What to work on ->
Give back the material word for word, every line included.

[The data]

Issue #2999, opened 2026-06-04
make redeploy recurringly wedges local k3s (DiskPressure / 'images not in k3s') — root cause: btrfs chunk over-allocation from image churn


jwbron:
## Summary

On the local single-node k3s dev host (Fedora Asahi, `/` on **btrfs**), `make redeploy` recurringly fails at `check-egg-images-present` ("egg-system images for tag X are not in k3s") and/or wedges the node with `DiskPressure=True` — all pods evicted, gateway/orchestrator/litellm deployments `0/1`, nothing deploys or runs until it's cleared by hand.

Extended investigation traced this **past** the surface symptom (kubelet image-GC evicting freshly-imported images) to the real disease: **btrfs data-chunk over-allocation** driven by the large per-redeploy image churn.

## Root cause

`make k3s-import` re-`docker save`s + `ctr import`s the full egg image set every redeploy — including the **~12 GB `egg-sandbox`**, which is briefly *triple-resident* on the shared root fs (docker layer store + `/var/tmp` tarball + containerd). That create/delete churn fragments btrfs data chunks. btrfs ends up with **every chunk allocated but most of them near-empty** (observed: device `129.57/129.57 GiB` allocated, **~1 MiB unallocated, only ~68 GiB actually used**).

Because `statfs` (what kubelet's imagefs accounting reads) counts allocated-but-empty chunks as used, the node reports ~86% usage → kubelet image-GC fires (`> 85%` high threshold) → evicts the freshly-imported, not-yet-referenced egg images → `check-egg-images-present` then reports them missing. And deleting images **does not return chunks to unallocated**, so GC reports `freed 0 bytes` / "failed multiple times in a row," DiskPressure sticks, and pods get evicted.

## Evidence

kubelet (k3s) logs during a failed redeploy:
```
image_gc_manager.go:528] "Removing image to free bytes" imageID="sha256:a99f…089d64" size=12451223127   # 12.45 GB = egg-sandbox, GC'd mid-import
image_gc_manager.go:394] "Disk usage on image filesystem is over the high threshold, trying to free bytes
                          down to the low threshold" usage=86 highThreshold=85 amountToFree=6973085286 lowThreshold=80
kubelet.go:1652] E "Image garbage collection failed multiple times in a row"
                   err="Insufficient free disk space … (86% of 129.6 GiB used). … freed 0 bytes"
```
btrfs: `Device allocated 129.57/129.57 GiB, unallocated 1 MiB` while only ~68 GiB used.

[...]

PR #3109, opened 2026-06-11
feat(deploy): include egg-sandbox in the registry publish path by default

jwbron:
Follow-up to #3101 (refs #2999).

#3101 shipped the loopback-registry publish flow with the sandbox image excluded from `EGG_REGISTRY_IMAGES` pending verification that its private repo content could never be published off-host. That's now confirmed and accepted: the registry is a `registry:2` container on the dev host **bound to 127.0.0.1 only** (`setup-local-registry.sh` refuses to set up anything else), and `push-egg-images.sh` **hard-refuses any non-loopback registry with no override** — exposure is identical to the docker daemon store and k3s's containerd.

With that settled, this flips the default so `egg-sandbox` rides the registry path too and gets the same layer-incremental publish as the core images. The practical effect is the rest of the #2999 win: a code-only redeploy moves the changed ~25 MB of layers instead of a full ~5.3 GB sandbox `docker save` + `ctr import` per edit.

- One functional line: `EGG_REGISTRY_IMAGES ?= $(EGG_ALL_IMAGES)`; everything else is comments/docs catching up.
- The exclusion knob remains: remove an image from `EGG_REGISTRY_IMAGES` and it publishes via save+import (store-to-store, no registry). `EGG_IMAGE_REGISTRY=` (empty) still disables the registry flow entirely (CI is pinned there).
- Verified: `make -n` renders in default (all four pushed, import leg empty-guarded), exclusion, and no-registry modes; shellcheck clean; no behavior change for CI.


jwbron:
Pushed two fixes for the failure seen on the first live redeploy (`short read: expected 2552 bytes but got 0` on the orchestrator pre-pull):

1. **Root cause**: registry:2 serves blob-existence checks from an in-memory descriptor cache, while `garbage-collect` (run via `docker exec` by the post-deploy reap) deletes blob files behind the serving process's back. The next push gets "Layer already exists" for a blob whose file is gone, skips the upload, and the subsequent containerd pull hits a truncated read. The reap now does a ~1s `docker restart egg-registry` right after GC so existence checks hit disk honestly.
2. `k3s-publish` now propagates a `k3s-push` failure (`|| exit 1`) instead of letting the import leg's exit code mask it — previously a failed push could still let `deploy` repoint the cluster at unpullable images.

The host registry has been healed in place (restart + re-push of all core images; every blob of every tag verified servable at full size via the registry API). Note the pre-pull guard worked exactly as designed — it failed the publish *before* `kubectl apply` touched the cluster.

[/The data]

Worked solution ->
Issue #2999, opened 2026-06-04
make redeploy recurringly wedges local k3s (DiskPressure / 'images not in k3s') — root cause: btrfs chunk over-allocation from image churn


jwbron:
## Summary

On the local single-node k3s dev host (Fedora Asahi, `/` on **btrfs**), `make redeploy` recurringly fails at `check-egg-images-present` ("egg-system images for tag X are not in k3s") and/or wedges the node with `DiskPressure=True` — all pods evicted, gateway/orchestrator/litellm deployments `0/1`, nothing deploys or runs until it's cleared by hand.

Extended investigation traced this **past** the surface symptom (kubelet image-GC evicting freshly-imported images) to the real disease: **btrfs data-chunk over-allocation** driven by the large per-redeploy image churn.

## Root cause

`make k3s-import` re-`docker save`s + `ctr import`s the full egg image set every redeploy — including the **~12 GB `egg-sandbox`**, which is briefly *triple-resident* on the shared root fs (docker layer store + `/var/tmp` tarball + containerd). That create/delete churn fragments btrfs data chunks. btrfs ends up with **every chunk allocated but most of them near-empty** (observed: device `129.57/129.57 GiB` allocated, **~1 MiB unallocated, only ~68 GiB actually used**).

Because `statfs` (what kubelet's imagefs accounting reads) counts allocated-but-empty chunks as used, the node reports ~86% usage → kubelet image-GC fires (`> 85%` high threshold) → evicts the freshly-imported, not-yet-referenced egg images → `check-egg-images-present` then reports them missing. And deleting images **does not return chunks to unallocated**, so GC reports `freed 0 bytes` / "failed multiple times in a row," DiskPressure sticks, and pods get evicted.

## Evidence

kubelet (k3s) logs during a failed redeploy:
```
image_gc_manager.go:528] "Removing image to free bytes" imageID="sha256:a99f…089d64" size=12451223127   # 12.45 GB = egg-sandbox, GC'd mid-import
image_gc_manager.go:394] "Disk usage on image filesystem is over the high threshold, trying to free bytes
                          down to the low threshold" usage=86 highThreshold=85 amountToFree=6973085286 lowThreshold=80
kubelet.go:1652] E "Image garbage collection failed multiple times in a row"
                   err="Insufficient free disk space … (86% of 129.6 GiB used). … freed 0 bytes"
```
btrfs: `Device allocated 129.57/129.57 GiB, unallocated 1 MiB` while only ~68 GiB used.

[...]

PR #3109, opened 2026-06-11
feat(deploy): include egg-sandbox in the registry publish path by default

jwbron:
Follow-up to #3101 (refs #2999).

#3101 shipped the loopback-registry publish flow with the sandbox image excluded from `EGG_REGISTRY_IMAGES` pending verification that its private repo content could never be published off-host. That's now confirmed and accepted: the registry is a `registry:2` container on the dev host **bound to 127.0.0.1 only** (`setup-local-registry.sh` refuses to set up anything else), and `push-egg-images.sh` **hard-refuses any non-loopback registry with no override** — exposure is identical to the docker daemon store and k3s's containerd.

With that settled, this flips the default so `egg-sandbox` rides the registry path too and gets the same layer-incremental publish as the core images. The practical effect is the rest of the #2999 win: a code-only redeploy moves the changed ~25 MB of layers instead of a full ~5.3 GB sandbox `docker save` + `ctr import` per edit.

- One functional line: `EGG_REGISTRY_IMAGES ?= $(EGG_ALL_IMAGES)`; everything else is comments/docs catching up.
- The exclusion knob remains: remove an image from `EGG_REGISTRY_IMAGES` and it publishes via save+import (store-to-store, no registry). `EGG_IMAGE_REGISTRY=` (empty) still disables the registry flow entirely (CI is pinned there).
- Verified: `make -n` renders in default (all four pushed, import leg empty-guarded), exclusion, and no-registry modes; shellcheck clean; no behavior change for CI.


jwbron:
Pushed two fixes for the failure seen on the first live redeploy (`short read: expected 2552 bytes but got 0` on the orchestrator pre-pull):

1. **Root cause**: registry:2 serves blob-existence checks from an in-memory descriptor cache, while `garbage-collect` (run via `docker exec` by the post-deploy reap) deletes blob files behind the serving process's back. The next push gets "Layer already exists" for a blob whose file is gone, skips the upload, and the subsequent containerd pull hits a truncated read. The reap now does a ~1s `docker restart egg-registry` right after GC so existence checks hit disk honestly.
2. `k3s-publish` now propagates a `k3s-push` failure (`|| exit 1`) instead of letting the import leg's exit code mask it — previously a failed push could still let `deploy` repoint the cluster at unpullable images.

The host registry has been healed in place (restart + re-push of all core images; every blob of every tag verified servable at full size via the registry API). Note the pre-pull guard worked exactly as designed — it failed the publish *before* `kubectl apply` touched the cluster.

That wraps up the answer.